Issue #2572, opened 2025-07-21
New color codes


Lemvs:
### Minecraft's Version

1.21.7

### Plugin's Version

2025.1-b548

### Describe the bug

HEX (&{HEX:xxxxxx}) and MiniMessage format support only works for raw messages (hex format uses approximate color, MiniMessage format is not replaced at all)

Hex usage in complex message:
<img width="511" height="209" alt="Image" src="https://github.com/user-attachments/assets/85e860cb-ecb6-44fe-aff7-5f09c25bee12" />
Hex usage in raw message:
<img width="266" height="41" alt="Image" src="https://github.com/user-attachments/assets/0465f67c-e7d1-4235-aa7a-b9bdeaaf808c" />

### To Reproduce

\-

OmerBenGera:
Fixed

PR #2925, opened 2026-05-02
Fixed MiniMessage support

### LINKED ISSUE #2909: MiniMessage broke message
### Minecraft's Version

paper 1.21.11

### Plugin's Version

dev build #837

### Describe the bug

If I use MiniMessage in language en-US.yml it breaks message to not show on chat.

Image
It means for block_level, block_level_worthless, block_value, block_value_worthless

### To Reproduce

Normal default message work perfect for /is value command but if I use here my MiniMessage it broke and it will not show here anymore. For test I used random text and it works.

My msg to test: <gradient:#87CEEB:#3498DB><bold>WYSPA</bold></gradient> <dark_gray><bold>➜</bold> <gray>Blok <#87CEEB>{0} <gray>nadaje <#87CEEB>{1} <gray>punktów.

Few message above I used it and it works so something bad is here probably.

### Additional Information

Image

between message we can that error with MiniMessage 
Lines:
"level"
"blank message" <- here is problem
"worth brak"
"level brak"
_No response_

Lemvs:
This Pull Request fixes #2909 

Support for MiniMessages has been improved to work correctly for more messages. To achieve this:
- The MiniMessageComponent constructor has been changed: It now accepts the raw message as a String and uses MessageContent.parse(). This replaces the broken findTextComponentContent() method, which iterates over an already parsed Kyori object. Because Kyori splits text into nodes, the old method returned only the first text fragment, completely truncating the rest of the message and losing the original tags.
- The Translator class has been removed: It caused drastic performance degradations. The code used the replaceText() method (which automatically scans all child nodes) and then looped through the children again, creating a "recursion bomb." For large messages, as in /is admin show, this led to server crashes.
- Fixed gradient arguments: The old Translator replaced arguments {...} in the already parsed component tree. This prevented the use of \<rainbow\> or \<gradient\> tags, because Kyori splits such text into individual letters (the {, 0, and } characters were in separate nodes and the replacement didn't see them). Now, using the fixed MessageContent, arguments are replaced in the raw text before parsing, and only then does the finished message go to MINI_MESSAGE.deserialize().
- Removed extra '\n' characters in the code: Manual truncation of trailing newlines has been added to the CmdAdminShow, CmdShow, and CmdValue commands. Unlike the old legacy strings system, MiniMessage doesn't automatically truncate such enters, which resulted in unnecessary, empty lines being sent in chat.
- Improved default language files: Replaced the multi-line YAML string character from | to |-. The missing minus sign caused the YAML parser to automatically append a hidden \n character to the very end of the message. Combined with the new MiniMessage format, this generated a lot of unwanted blank lines in long messages, as in /is admin show.


Lemvs:
I also removed the override for the send() method in the GOT_INVITE message, as it forced the use of the ComplexMessageComponent and prevented the use of the MiniMessageComponent. Instead of two messages, GOT_INVITE and GOT_INVITE_TOOLTIP, there is now a single message in the Interactable Message format ([Wiki](https://wiki.bg-software.com/superiorskyblock/overview/messages#interactable-messages)), with a conversion from the old format to the new one. So now someone who doesn't want this message to be clickable, or wants to create it using MiniMessages tags, can do it (as also suggested in #2909).

Lemvs:
I've also added support for MiniMessage in all components (#2572). To do this, I've added new methods to CustomComponentParser and created equivalents of existing components in MiniMessageHook. I'm not sure if this is done correctly (probably not) - it works, but it could probably be done better. If you have any suggestions, let me know. I was thinking about adding something like ComponentParserProvider. The plugin would have a default provider with the old components, and MiniMessage would create a new one with its components, but I'm not sure if that makes sense. Now it works like this: if MiniMessage doesn't deserialize the component, it falls back to the default components, but you could then just parse the legacy/raw text, MiniMessage has such options.

I also added the ability to choose the BossBar style.

And I removed storing net.kyori.Component in MiniMessages components, because it didn't make sense, even after my previous changes to use it only when args.length == 0, because then placeholders from PlaceholderAPI were not parsed at all (the current code also has this problem, you only replace arguments, which is done very inefficiently anyway).

Tell me what you think @OmerBenGera. When I reported these problems a few months ago, you said you had no idea what to do about it, but maybe seeing how I did it, you'll come up with something, or you'll decide this is enough 😊

OmerBenGera:
I might be doing something wrong, but when I have this:
```
BLOCK_VALUE: '<bold>TEST</bold>{0} <gray>{1}'
```
It doesn't seem to work.

Lemvs:
> I might be doing something wrong, but when I have this:
> 
> ```
> BLOCK_VALUE: '<bold>TEST</bold>{0} <gray>{1}'
> ```
> 
> It doesn't seem to work.

This message isn't sent separately, but combined with BLOCK_LEVEL and sent together, so without knowing how it was set, it's impossible to determine the cause. I replaced all legacy color codes with MiniMessage tags in the lang file, and everything worked fine.

OmerBenGera (approved):

Issue #541, opened 2025-03-26
[tests] : Improve test coverage


mcbarton:
### Description of bug

Over the last 12 months the test coverage has dropped from approximately 87% to approximately 74% .  The objective of the PR(s) which would solve this issue would be to increase the test coverage so that it is comparable to the level achieved previously, e.g. 85-90 %.

mcbarton:
Closing as I opened this and its too generic an issue to ever get resolved.

PR #513, opened 2025-03-03
Added undo command for CppInterOp

kr-2003:
# Description

Added ```Undo``` command for Clang-REPL. Reverts the last N operations performed by the interpreter.

## Type of change

- [x] New feature

## Testing
1. Tests in ```unittests/CppInterOp/FunctionReflectionTest.cpp```.
2. Demo - https://res.cloudinary.com/abhi9av/video/upload/v1740997292/wqgfbgqefrwpx2o7ko95.mp4

## Checklist

- [x] I have read the contribution guide recently

PR #553, opened 2025-04-04
Add error propagation to interpreter creation logic

anutosh491:
# Description

@Vipul-Cariappa and I were discussing a use case yesterday (especially while building with repl) and this is what we realized

1) The function responsible for creating `clang::Interpreter` is `createClangInterpreter` which can return a nullptr, for eg 
https://github.com/compiler-research/CppInterOp/blob/c3384fb9d784a3f1606b6fc20c283c1e48d9b14b/lib/Interpreter/Compatibility.h#L277

2) This is assigned to `inner` while the constructor for `compat::Interpreter` is called
https://github.com/compiler-research/CppInterOp/blob/c3384fb9d784a3f1606b6fc20c283c1e48d9b14b/lib/Interpreter/CppInterOpInterpreter.h#L153

which means `inner` can be `nullptr`

3) And then if we look at `CreateInterpreter` from the top, we're creating the `compat::Interpreter` here 

https://github.com/compiler-research/CppInterOp/blob/c3384fb9d784a3f1606b6fc20c283c1e48d9b14b/lib/Interpreter/CppInterOp.cpp#L2960

Which means `compat::Interpreter` can exist even when the underlying `clang::Interpreter` is not existing. So we can say that the Interpreter from the top is half broken

4) So if we try something like 
```
Cpp::CreateInterpreter(...)
Cpp::Parse(..)
```
We would hit the following finally
https://github.com/compiler-research/CppInterOp/blob/c3384fb9d784a3f1606b6fc20c283c1e48d9b14b/lib/Interpreter/CppInterOpInterpreter.h#L174-L176

And although the call is made to `compat::Interpreter`, we end up using the underlying `clang::Interpreter` **without checking if it is valid.**

## Type of change

- [x] Bug fix
- [ ] New feature

## Testing

## Checklist

### DIFF
--- a/lib/Interpreter/Compatibility.h
+++ b/lib/Interpreter/Compatibility.h
@@ -294,9 +294,11 @@ createClangInterpreter(std::vector<const char*>& args) {
     return nullptr;
   }
   if (CudaEnabled) {
-    if (auto Err = (*innerOrErr)->LoadDynamicLibrary("libcudart.so"))
+    if (auto Err = (*innerOrErr)->LoadDynamicLibrary("libcudart.so")) {
       llvm::logAllUnhandledErrors(std::move(Err), llvm::errs(),
                                   "Failed load libcudart.so runtime:");
+      return nullptr;
+    }
   }
 
   return std::move(*innerOrErr);
--- a/unittests/CppInterOp/CUDATest.cpp
+++ b/unittests/CppInterOp/CUDATest.cpp
@@ -13,7 +13,7 @@ static bool HasCudaSDK() {
     // FIXME: Enable this for cling.
     return false;
 #endif // CLANG_VERSION_MAJOR < 16
-    Cpp::CreateInterpreter({}, {"--cuda"});
+    if(!Cpp::CreateInterpreter({}, {"--cuda"})) return false;
     return Cpp::Declare("__global__ void test_func() {}"
                         "test_func<<<1,1>>>();") == 0;
   };
@@ -30,7 +30,7 @@ static bool HasCudaRuntime() {
     if (!HasCudaSDK())
       return false;
 
-    Cpp::CreateInterpreter({}, {"--cuda"});
+    if(!Cpp::CreateInterpreter({}, {"--cuda"})) return false;
     if (Cpp::Declare("__global__ void test_func() {}"
                      "test_func<<<1,1>>>();"))
       return false;
--- a/unittests/CppInterOp/CUDATest.cpp
+++ b/unittests/CppInterOp/CUDATest.cpp
@@ -13,7 +13,8 @@ static bool HasCudaSDK() {
     // FIXME: Enable this for cling.
     return false;
 #endif // CLANG_VERSION_MAJOR < 16
-    if(!Cpp::CreateInterpreter({}, {"--cuda"})) return false;
+    if (!Cpp::CreateInterpreter({}, {"--cuda"}))
+      return false;
     return Cpp::Declare("__global__ void test_func() {}"
                         "test_func<<<1,1>>>();") == 0;
   };
@@ -30,7 +31,8 @@ static bool HasCudaRuntime() {
     if (!HasCudaSDK())
       return false;
 
-    if(!Cpp::CreateInterpreter({}, {"--cuda"})) return false;
+    if (!Cpp::CreateInterpreter({}, {"--cuda"}))
+      return false;
     if (Cpp::Declare("__global__ void test_func() {}"
                      "test_func<<<1,1>>>();"))
       return false;
--- a/unittests/CppInterOp/InterpreterTest.cpp
+++ b/unittests/CppInterOp/InterpreterTest.cpp
@@ -167,6 +167,22 @@ TEST(InterpreterTest, CreateInterpreter) {
 #endif
 }
 
+#ifndef CPPINTEROP_USE_CLING
+TEST(InterpreterTest, CreateInterpreterCAPI) {
+  const char* argv[] = {"-std=c++17"};
+  auto *CXI = clang_createInterpreter(argv, 1);
+  auto CLI = clang_Interpreter_getClangInterpreter(CXI);
+  EXPECT_TRUE(CLI);
+  clang_Interpreter_dispose(CXI);
+}
+
+TEST(InterpreterTest, CreateInterpreterCAPIFailure) {
+  const char* argv[] = {"-fsyntax-only", "-Xclang", "-invalid-plugin"};
+  auto *CXI = clang_createInterpreter(argv, 3);
+  EXPECT_EQ(CXI, nullptr);
+}
+#endif
+
 #ifdef LLVM_BINARY_DIR
 TEST(InterpreterTest, DetectResourceDir) {
 #ifdef EMSCRIPTEN
--- a/unittests/CppInterOp/InterpreterTest.cpp
+++ b/unittests/CppInterOp/InterpreterTest.cpp
@@ -177,6 +177,9 @@ TEST(InterpreterTest, CreateInterpreterCAPI) {
 }
 
 TEST(InterpreterTest, CreateInterpreterCAPIFailure) {
+#ifdef _WIN32
+  GTEST_SKIP() << "Disabled on Windows. Needs fixing.";
+#endif
   const char* argv[] = {"-fsyntax-only", "-Xclang", "-invalid-plugin"};
   auto *CXI = clang_createInterpreter(argv, 3);
   EXPECT_EQ(CXI, nullptr);
--- a/lib/Interpreter/CXCppInterOp.cpp
+++ b/lib/Interpreter/CXCppInterOp.cpp
@@ -271,8 +271,15 @@ static inline compat::Interpreter* getInterpreter(const CXInterpreterImpl* I) {
 }
 
 CXInterpreter clang_createInterpreter(const char* const* argv, int argc) {
-  auto* I = new CXInterpreterImpl(); // NOLINT(*-owning-memory)
+  auto I = std::make_unique<CXInterpreterImpl>();
+#ifdef CPPINTEROP_USE_CLING
   I->Interp = std::make_unique<compat::Interpreter>(argc, argv);
+#else
+  I->Interp = compat::Interpreter::create(argc, argv);
+  if (!I->Interp) {
+    return nullptr;
+  }
+#endif
   // create a bridge between CXTranslationUnit and clang::Interpreter
   // auto AU = std::make_unique<ASTUnit>(false);
   // AU->FileMgr = I->Interp->getCompilerInstance().getFileManager();
@@ -281,7 +288,7 @@ CXInterpreter clang_createInterpreter(const char* const* argv, int argc) {
   // AU->Ctx = &I->Interp->getSema().getASTContext();
   // I->TU.reset(MakeCXTranslationUnit(static_cast<CIndexer*>(clang_createIndex(0,
   // 0)), AU));
-  return I;
+  return I.release();
 }
 
 CXInterpreter clang_createInterpreterFromRawPtr(TInterp_t I) {
--- a/lib/Interpreter/CppInterOp.cpp
+++ b/lib/Interpreter/CppInterOp.cpp
@@ -2957,7 +2957,15 @@ namespace Cpp {
                    std::back_inserter(ClingArgv),
                    [&](const std::string& str) { return str.c_str(); });
 
+#ifdef CPPINTEROP_USE_CLING
     auto I = new compat::Interpreter(ClingArgv.size(), &ClingArgv[0]);
+#else
+    auto Interp = compat::Interpreter::create(
+        static_cast<int>(ClingArgv.size()), ClingArgv.data());
+    if (!Interp)
+      return nullptr;
+    auto* I = Interp.release();
+#endif
 
     // Honor -mllvm.
     //
--- a/lib/Interpreter/CppInterOpInterpreter.h
+++ b/lib/Interpreter/CppInterOpInterpreter.h
@@ -25,6 +25,7 @@
 #if CLANG_VERSION_MAJOR >= 19
 #include "clang/Sema/Redeclaration.h"
 #endif
+#include "clang/Serialization/ModuleFileExtension.h"
 
 #include "llvm/ADT/DenseMap.h"
 #include "llvm/ADT/SmallSet.h"
@@ -33,7 +34,11 @@
 #include "llvm/ExecutionEngine/Orc/LLJIT.h"
 #include "llvm/Support/Compiler.h"
 #include "llvm/Support/Error.h"
+#include "llvm/Support/raw_ostream.h"
 #include "llvm/Support/TargetSelect.h"
+
+#include <utility>
+#include <vector>
 
 namespace clang {
 class CompilerInstance;
--- a/lib/Interpreter/CppInterOpInterpreter.h
+++ b/lib/Interpreter/CppInterOpInterpreter.h
@@ -34,8 +34,8 @@
 #include "llvm/ExecutionEngine/Orc/LLJIT.h"
 #include "llvm/Support/Compiler.h"
 #include "llvm/Support/Error.h"
-#include "llvm/Support/raw_ostream.h"
 #include "llvm/Support/TargetSelect.h"
+#include "llvm/Support/raw_ostream.h"
 
 #include <utility>
 #include <vector>
--- a/lib/Interpreter/CppInterOpInterpreter.h
+++ b/lib/Interpreter/CppInterOpInterpreter.h
@@ -136,11 +136,14 @@ class Interpreter {
 private:
   std::unique_ptr<clang::Interpreter> inner;
 
+  Interpreter(std::unique_ptr<clang::Interpreter> CI) : inner(std::move(CI)) {}
+
 public:
-  Interpreter(int argc, const char* const* argv, const char* llvmdir = 0,
-              const std::vector<std::shared_ptr<clang::ModuleFileExtension>>&
-                  moduleExtensions = {},
-              void* extraLibHandle = 0, bool noRuntime = true) {
+  static std::unique_ptr<Interpreter>
+  create(int argc, const char* const* argv, const char* llvmdir = nullptr,
+         const std::vector<std::shared_ptr<clang::ModuleFileExtension>>&
+             moduleExtensions = {},
+         void* extraLibHandle = nullptr, bool noRuntime = true) {
     // Initialize all targets (required for device offloading)
     llvm::InitializeAllTargetInfos();
     llvm::InitializeAllTargets();
@@ -150,7 +153,13 @@ public:
     std::vector<const char*> vargs(argv + 1, argv + argc);
     vargs.push_back("-include");
     vargs.push_back("new");
-    inner = compat::createClangInterpreter(vargs);
+    auto CI = compat::createClangInterpreter(vargs);
+    if (!CI) {
+      llvm::errs() << "Interpreter creation failed\n";
+      return nullptr;
+    }
+
+    return std::unique_ptr<Interpreter>(new Interpreter(std::move(CI)));
   }
 
   ~Interpreter() {}


anutosh491:
Hence, we had a couple approaches to go ahead here

i) Introduce a isValid for clang::Interpreter and anytime we have a inner->func_call we use that (sounds a bit cumbersome checking for validity everytime)

ii) What Vipul and I liked was propagating the error all the way to that top, so that a half broken interpreter can't be put to use and a utility function like parse/declare would only work if CreateInterpreter doesn't return null along with an error message saying Interpreter creation failed.

lib/Interpreter/Compatibility.h
```diff
@@ -294,9 +294,11 @@ createClangInterpreter(std::vector<const char*>& args) {
     return nullptr;
   }
   if (CudaEnabled) {
-    if (auto Err = (*innerOrErr)->LoadDynamicLibrary("libcudart.so"))
+    if (auto Err = (*innerOrErr)->LoadDynamicLibrary("libcudart.so")) {
       llvm::logAllUnhandledErrors(std::move(Err), llvm::errs(),
                                   "Failed load libcudart.so runtime:");
+      return nullptr;
```
anutosh491, line 300: This was some inconsistency that I saw along the way. We return a nullptr whenever clang-repl uses ExitOnErr except this case (https://github.com/llvm/llvm-project/blob/main/clang/tools/clang-repl/ClangRepl.cpp#L212)

So clang-repl would just exit out ... through something like
```
(clang-repl-env-19) anutosh491@Anutoshs-MacBook-Air bin % ./clang-repl --cuda
clang-repl: dlopen(libcudart.so, 0x0009): tried: 'libcudart.so' (no such file), '/System/Volumes/Preboot/Cryptexes/OSlibcudart.so' (no such file), '/Users/anutosh491/micromamba/envs/clang-repl-env-19/lib/../lib/libcudart.so' (no such file), '/Users/anutosh491/micromamba/envs/clang-repl-env-19/lib/libcudart.so' (no such file), '/Users/anutosh491/micromamba/envs/clang-repl-env-19/bin/../lib/libcudart.so' (no such file), '/Users/anutosh491/micromamba/envs/clang-repl-env-19/bin/../lib/libcudart.so' (no such file), '/usr/lib/libcudart.so' (no such file, not in dyld cache), 'libcudart.so' (no such file), '/usr/local/lib/libcudart.so' (no such file), '/usr/lib/libcudart.so' (no such file, not in dyld cache)
```

But in our case we are continuing to use a half broken interpreter without the above working and we run declare on top of this 

https://github.com/compiler-research/CppInterOp/blob/c3384fb9d784a3f1606b6fc20c283c1e48d9b14b/unittests/CppInterOp/CUDATest.cpp#L17-L18

which is bound to not work as can be seen [here](https://github.com/compiler-research/CppInterOp/actions/runs/14242331470/job/39914920362#step:10:1001)

vgvassilev (approved):
Can we figure out how to write tests?

anutosh491:
> Can we figure out how to write tests?

Okay I think the codecov says that 3 patches are not being tested. All of them are directly based out of the changes in `CXCppInterOp.cpp`

I tried adding tests but was quick to realize that I am not really doing just justice as I might not be the best one to goto for adding tests for the C API (hence I reverted them and squashed the commits 😅)

cc @Gnimuc 

Would be great if you could help me out with the tests here. The PR description (https://github.com/compiler-research/CppInterOp/pull/553#issue-2971536179) should be good to get you started on the changed made in the C-API (the changes are not too concerning, simple ones !)

1) Maybe for the creation of the Intepreter we could start with something simple like 
```
#ifndef CPPINTEROP_USE_CLING
TEST(InterpreterTest, CreateInterpreterCAPI) {
 const char* argv[] = {"-std=c++17"};
 CXInterpreter CXI = clang_createInterpreter(argv, 1);
 EXPECT_TRUE(CXI);


}
#endif
```
2) For testing the failure while creating the interpreter (the case where we return `nullptr` from `clang_createInterpreter`), not sure what we can try. Maybe creating an non existent target or so I guess 
```
#ifndef CPPINTEROP_USE_CLING
TEST(InterpreterTest, CreateInterpreterCAPIFailure) {
  // This should return nullptr due to bad target triple
  const char* argv[] = {"-target", "nonexistent-unknown-target"};
  CXInterpreter CXI = clang_createInterpreter(argv, 2);
  EXPECT_EQ(CXI, nullptr);
}
#endif
```

anutosh491:
> I'll give it a look this weekend.

Thanks a lot for the help. This change ends up being critical now that we'll soon be moving to llvm 20 !

Gnimuc:
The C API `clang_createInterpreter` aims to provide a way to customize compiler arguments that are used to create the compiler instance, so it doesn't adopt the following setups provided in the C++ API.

▶ _Exercise goal_: Your answer should consist of the lines of the listing that contain "seem", copied as they stand.

▶ _Reply_:
It doesn't seem to work.
> It doesn't seem to work.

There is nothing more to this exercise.